For reasons that will soon become apparent (\(\phi \in \mathcal H\)), we must have:

\[ \phi(0) = 0 = \phi(1) \]

Thus, we have the equation:

\[ \begin{cases} \lambda \phi''(t) + \phi(t) = 0, ~\forall t \in (0,1)\\ \phi(0) = 0\\ \phi(1) = 0 \end{cases} \]

Thus, \(\phi\) has to take the form:

\[\phi(t) = A cos(\frac{t}{\sqrt{\lambda}}) + B sin(\frac{t}{\sqrt \lambda})\]

However, we need to make sure \(\phi(0) = 0 = \phi(1)\), which means that \(0 = \phi(0) = A\), and \(0 = \phi(1) = B sin(\frac{1}{\sqrt \lambda})\), which forces \(\frac{1}{\sqrt \lambda}\) to be a multiple of \(\pi\).
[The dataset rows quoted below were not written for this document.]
PR #743, opened 2022-09-02
Fix build with GCC 12 (and musl)

thesamesam:
```
DBusMessage.h:239:34: error: 'time_t' has not been declared
  239 |     Hihi& operator>>(Hihi& hihi, time_t& data);
```

Include <ctime> to grab time_t.

Bug: https://bugs.gentoo.org/862094
Signed-off-by: Sam James <sam@gentoo.org>

### DIFF
--- a/dbus/DBusMessage.h
+++ b/dbus/DBusMessage.h
@@ -27,6 +27,7 @@
 
 #include <dbus/dbus.h>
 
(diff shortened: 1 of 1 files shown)


aschnell:
Looks fine. Thanks.

PR #760, opened 2022-12-21
Call delete-snapshot plugin earlier

lnussel:
Call the delete-snapshot plugin before actually removing any files, in case it still needs to fetch information from the snapshot.

### DIFF
--- a/snapper/Snapshot.cc
+++ b/snapper/Snapshot.cc
@@ -764,6 +764,8 @@ namespace snapper
 	    snapshot->isActive())
 	    SN_THROW(IllegalSnapshotException());
 
+	Hooks::delete_snapshot(snapper->subvolumeDir(), snapper->getFilesystem(), *snapshot);
+
 	snapshot->deleteFilesystemSnapshot();
 
 	SDir info_dir = snapshot->openInfoDir();
@@ -791,8 +793,6 @@ namespace snapper
 
 	SDir infos_dir = snapper->openInfosDir();
 	infos_dir.unlink(decString(snapshot->getNum()), AT_REMOVEDIR);
-
-	Hooks::delete_snapshot(snapper->subvolumeDir(), snapper->getFilesystem(), *snapshot);
 
 	entries.erase(snapshot);
     }


aschnell:
Did you test this with the grub plugin?

lnussel:
*gmbl* nope. that one iterates over all configs and would then of  course pick up the to-be-deleted snapshot. So I guess we either we implement yet another hook, call the grub hack explicitly later or we touch a file that marks the snapshot as to be deleted. What's your preferred pain? :)

aschnell:
The grub script shows that some scripts prefer to be called after the deletion.

Could we pass the scripts (the new once starting with a number) the option "--pre-action" / "--post-action" and simply call them twice? Or would that break to much?

aschnell:
Something like https://github.com/openSUSE/snapper/commit/292a50d4206a974f68be5fc5433cc85fac1404b6 should work.

The delete-snapshot plugin is called before the action. Also --stage=pre-action/post-action is passed to the plugins (
additional options for plugins have been allowed). When needed the plugins can then also be called a second time.

Untested.

lnussel:
That adds the complication that the plugins now have to parse options in addition. How about just calling the command eg. 'delete-snapshot-pre', 'create-snapshot-post' etc?

lnussel:
Current plugin I use https://build.opensuse.org/package/view_file/devel:microos:systemd-boot/kernel-install-openSUSE/10-kernel-install.snapper?expand=1

aschnell:
Yes, that is indeed better since it should not break any existing scripts.

lnussel:
I doubt that there are any other than mine but making it simpler would certainly help me :)

aschnell:
Next try: https://github.com/aschnell/snapper/commit/9980f8a54dfa9a0f595a91e4e09bb40174e77334

lnussel:
LGTM. IMO you can drop the compat calls though :-) No need to call scripts twice. Alternatively we could also leave the old name in the old place and just add a single pre/post. Anyway fine with me

aschnell:
Thanks. Replaced by https://github.com/openSUSE/snapper/pull/761.

PR #765, opened 2023-01-04
Replace transitional %usrmerged macro with regular version check (boo#1206798)

lnussel:
Replace transitional %usrmerged macro with regular version check (boo#1206798)


aschnell:
Thanks.

PR #767, opened 2023-01-04
Add build detection of libbtrfsutil and use for 'set default subvolume'

kdave:
A preview for libbtrfsutil support. Configure-time detection, sample code that's in an ifdef as it does not share much except of function arguments, which would be case for most implemented operations. Before implementing the rest I'd need feedback if this the way to do it or feel free to use it, the util implementations can be added incrementally.

### DIFF
--- a/configure.ac
+++ b/configure.ac
@@ -179,6 +179,14 @@ PKG_CHECK_MODULES(XML2, libxml-2.0)
 PKG_CHECK_MODULES(JSONC, json-c, [], [AC_MSG_WARN([Cannot find json-c. Please install libjson-c-devel])])
 PKG_CHECK_MODULES(ZLIB, zlib)
 
+AC_CHECK_LIB(btrfsutil, btrfs_util_strerror)
+AC_CHECK_HEADERS([btrfsutil.h])
+
+# Conditional support for libbtrfsutil
+if test "x$ac_cv_lib_btrfsutil_btrfs_util_strerror" = "xyes"; then
+	PKG_CHECK_MODULES(LIBBTRFSUTIL, libbtrfsutil)
+fi
+
 AC_CHECK_HEADER(acl/libacl.h,[],[AC_MSG_ERROR([Cannout find libacl headers. Please install libacl-devel])])
 
 AC_SUBST(VERSION)
--- a/snapper/BtrfsUtils.cc
+++ b/snapper/BtrfsUtils.cc
@@ -44,6 +44,9 @@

In other words: \(\frac{1}{\sqrt \lambda} = k\pi\), i.e. \(\lambda = \frac{1}{k^2 \pi^2}\), \(k \in \mathcal N\).

Thus, we have

\[ \begin{cases} \lambda_k = \frac{1}{k^2 \pi^2}\\ \phi_k = C_k sin (k\pi t) \end{cases} \]

where \(C_k\) satisfies \(\int_0^1 \phi^2(x) dx = 1\).

Remark. Let’s go back to the setting of Mercer’s Theorem:

\(K\) a continuous, bounded kernel.
\(p\) a density.
\(\{(\lambda_k, \phi_k)\}_{k \in \mathcal N}\) are eigen pairs of \(T_K\).

\(\mathcal L^2(p)\) can be alternatively written as: \(\mathcal L^2(p) = \{\sum_{i=1}^\infty : \sum_{i=1}^\infty a_i^2 < \infty\}\).
The RKHS \(\mathcal H\) of \(K\) is defined as

\[ \mathcal H := \{\sum_{i=1}^\infty b_i K(\cdot, x_i): \{x_i\} \subseteq \mathcal X, \{b_i\} \subseteq \mathcal R, \text{ s.t } \sum_{j=1}^\infty \sum_{i=1}^\infty K(x_i, x_j) b_i b_j < \infty\} \]

\[ \begin{aligned} \sum_{i=1}^\infty b_i K(\cdot, x_i) &= \sum_{i=1}^\infty b_i \sum_{k=1}^\infty \lambda_k \phi_k(\cdot) \phi_k(x_i)\\ &= \sum_{k=1}^\infty \lambda_k (\sum_{i=1}^\infty b_i\phi_k(x_i)) \phi_k(\cdot)\\ &= \sum_{k=1}^\infty <\sum_{i=1}^\infty b_i K(\cdot, x_i), \phi_k>_{\mathcal L^2(p)} \phi_k(\cdot)\\ &:= \sum_{k=1}^\infty a_k \phi_k(\cdot), \end{aligned} \]

we can write it as:

\[\mathcal H := \{\sum_{k=1}^\infty a_k \phi_k(\cdot): \{x_i\} \subseteq \mathcal X, \{b_i\} \subseteq \mathcal R, \text{ s.t } \sum_{i=1}^\infty \frac{a_i^2}{\lambda_i} < \infty.\]

In particular,

\(\mathcal H \subseteq \mathcal L^2(p)\)
\(\phi_i \in \mathcal H\), \(\forall i\).
\(Z = \sum_{i=1}^\infty \sqrt{\lambda_i} \xi_i \phi_i \notin \mathcal H\), although it does belong to \(\mathcal L^2(p)\).